With a good turbocharger, you should be making 350 to 400 hp at the wheels at this point, maybe even 450 hp if you have the timing and tune really dialed in. If you decide you still want to step up to the 14mm/4mm combo, then we would suggest an Aeromotive A1000 fuel pump, an AirDog 250, or a FASS 200. Get a fuel pressure gauge and a bypass-style pressure regulator, make sure it never dips below 15 psi, and know that you're on the ragged edge as far as injection pump reliability goes with this combination.
Q: I had some questions about how you would build a drag truck ("The Perfect Diesel"), as seen in the March '09 issue. Why ditch the turbo for a supercharger-especially since you said it would take 200 hp to turn?
Harry Wagner
Albuquerque, New Mexico
Although superchargers are...
Although superchargers are common on high-horsepower gasoline and alcohol applications, they've yet to make the jump to the competitive diesel market.
A: We've gotten quite a bit of interest from people wondering about diesel supercharging since we ran that article on how we would build our dream trucks. In our theoretical drag truck buildup, we mentioned we'd use a PSI screw supercharger atop a 6.6L Duramax. While it may sound odd to those familiar with turbochargers, there are several advantages to supercharging.
First and foremost, throttle response would be instant. Since the supercharger would probably be making 5 psi of boost at idle, there would be no time spent spooling turbos. This is particularly favorable in sports like drag racing, where competitors are trying to spool very large turbochargers within a few seconds. With a supercharger, there would be no waiting, just hit the throttle and go!

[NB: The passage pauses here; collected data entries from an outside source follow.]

PR #406, opened 2025-07-20
fix(MSI Claw A8):Add support for MSI Claw A8.

honjow:
Also need update udev hwdb

### DIFF
--- a/rootfs/usr/share/inputplumber/devices/50-msi_claw_a8_bz2e.yaml
+++ b/rootfs/usr/share/inputplumber/devices/50-msi_claw_a8_bz2e.yaml
@@ -1,0 +1,60 @@
+# yaml-language-server: $schema=https://raw.githubusercontent.com/ShadowBlip/InputPlumber/main/rootfs/usr/share/inputplumber/schema/composite_device_v1.json
+# Schema version number
+version: 1
+
+# The type of configuration schema
+kind: CompositeDevice
+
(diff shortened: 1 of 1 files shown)


ShadowApex:
Thanks for this @honjow! We just need to correct the following error from our tests and we should be able to merge this in:

```
Errors:
  * Unable to find pattern 'dmi:*svnMicro-StarInternationalCo.,Ltd.:*pnClawA8BZ2EM:*' generated from config "./rootfs/usr/share/inputplumber/devices/50-msi_claw_a8_bz2e.yaml" in hwdb file: ./rootfs/usr/lib/udev/hwdb.d/60-inputplumber-autostart.hwdb
Total errors: 1

Configs with failures:
  "./rootfs/usr/share/inputplumber/devices/50-msi_claw_a8_bz2e.yaml"

ERROR: The above device configurations have `auto_manage: true`, but do not have a matching entry in the `inputplumber-autostart.hwdb` file. Please add an entry to the hwdb file so the inputplumber service will start when the device is detected.
```

ShadowApex (changes requested):
You should be able to add the pattern `dmi:*svnMicro-StarInternationalCo.,Ltd.:*pnClawA8BZ2EM:*` to "inputplumber-autostart.hwdb"

ShadowApex (approved):
Thank you @honjow !

pastaq (approved):

PR #410, opened 2025-07-26
Fix(Hardware Support): Passthrough Zotac Zone Touchpads

pastaq:
Users on SteamOS are reporting that touchpads do not work on the Zotac Zone. Steamos-manager currently only creates a deck-uhid target so the rel events produced have no target device to emit from. Passthrough the events to reintroduce this functionality. This may need to be changed in the future if touchpad firmware is updated to include an abs event mode, though it would likely have a different report descriptor and name at that point.

### DIFF
--- a/rootfs/usr/share/inputplumber/devices/50-zotac-zone.yaml
+++ b/rootfs/usr/share/inputplumber/devices/50-zotac-zone.yaml
@@ -41,12 +41,13 @@ source_devices:
       product_id: "1590"
       handler: event*
     capability_map_id: zone1
-  - group: mouse
-    evdev:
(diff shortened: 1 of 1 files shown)


ShadowApex:
This change, like #411, would make inputplumber read events from the touchpad device, but not grab or hide it, which can result in double input. Since we currently don't have source implementations for evdev mouse/touchpad devices right now, this may not immediately cause problems, but it will in the future if/when we decide to add source implementations for evdev mice/touchpads.

If we don't want inputplumber to manage the touchpad, then we should remove or comment out the source device block in the config instead of enabling passthrough.

ShadowApex (approved):

PR #411, opened 2025-07-26
Fix(Hardware Support): Passthrough Ayn Volume Events

pastaq:
Users on SteamOS are reporting that volume keys do not work on Ayn devices. Steamos-manager currently only creates a deck-uhid target so the keyboard events produced have no target device to emit from. Passthrough the events to reintroduce this functionality.

### DIFF
--- a/rootfs/usr/share/inputplumber/devices/50-ayn_loki_max.yaml
+++ b/rootfs/usr/share/inputplumber/devices/50-ayn_loki_max.yaml
@@ -28,6 +28,7 @@ source_devices:
       phys_path: usb-0000:74:00.0-1/input0
       handler: event*
   - group: keyboard
+    passthrough: true
     evdev:
       name: AT Translated Set 2 keyboard
       phys_path: isa0060/serio0/input0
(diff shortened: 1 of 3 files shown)


ShadowApex:
Setting `passthrough: true` would cause double input if the user uses a keyboard target device. This would break that use-case.

ShadowApex:
> Have you actually tested this or is this conjecture? Since both "down" and "up" events will happen at the same time there shouldn't be a repeated key as the kernel hasn't been signaled the key was released. I don't think this will happen.

This is not "conjecture". With passthrough enabled, inputplumber will not hide or grab the source device, so there will be two different keyboard devices both emitting the same keyboard events. How these inputs are used is up to the userspace application and may or may not be problematic depending on how they decide to handle volume input from two different keyboards at the same time.

Using passthrough in this case _also_ won't consume the key combo(s), which will bleed through to the focused application. i.e. apps will see CTRL+ALT+SHIFT+T

The proper solution to this issue is to update SteamOS manager to also set a target keyboard device.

Another common belief is that superchargers can't move enough air to work well in a diesel application. In Top Alcohol Funny Car racing, enormous screw superchargers are used to generate up to 40 psi of boost on a 500ci (8.0L) engine operating at 8,000 rpm. On a smaller engine that is turning slower (such as a Power Stroke, Cummins, or Duramax) the same blower speed could create even more pressure-something like 70 to 80 psi, which is more than enough to support a high-horsepower diesel engine.
One of the biggest advantages of turbocharging is that it is considered to be free horsepower. Expanding exhaust gases and heat can be used to drive the turbocharger, taking almost no power away from the engine. In fact, using exhaust pressure to spin a turbocharger costs about 1-percent rated power per 10 psi of drive pressure. So in a stock 300hp diesel producing 20 psi of boost pressure (intake side) and 30 psi of drive pressure (exhaust side) the turbo would only be using up 9 hp-pretty close to free power
In diesel racing applications however, turbochargers start to become less efficient. A single turbo on a 1,000hp diesel racing engine may produce 80 psi of drive pressure or more, which means the turbocharger would be taking almost 80 hp to turn. At these power levels, taking 200 hp to drive a supercharger doesn't sound so bad. In our minds, we'd be more than willing to trade 120 hp for instant boost. A supercharger is also less sensitive to camshaft design and head work (which are needed to help large turbos spool) and boost is available over a much broader rpm range, which means more low end torque in high-rpm applications-the best of both worlds.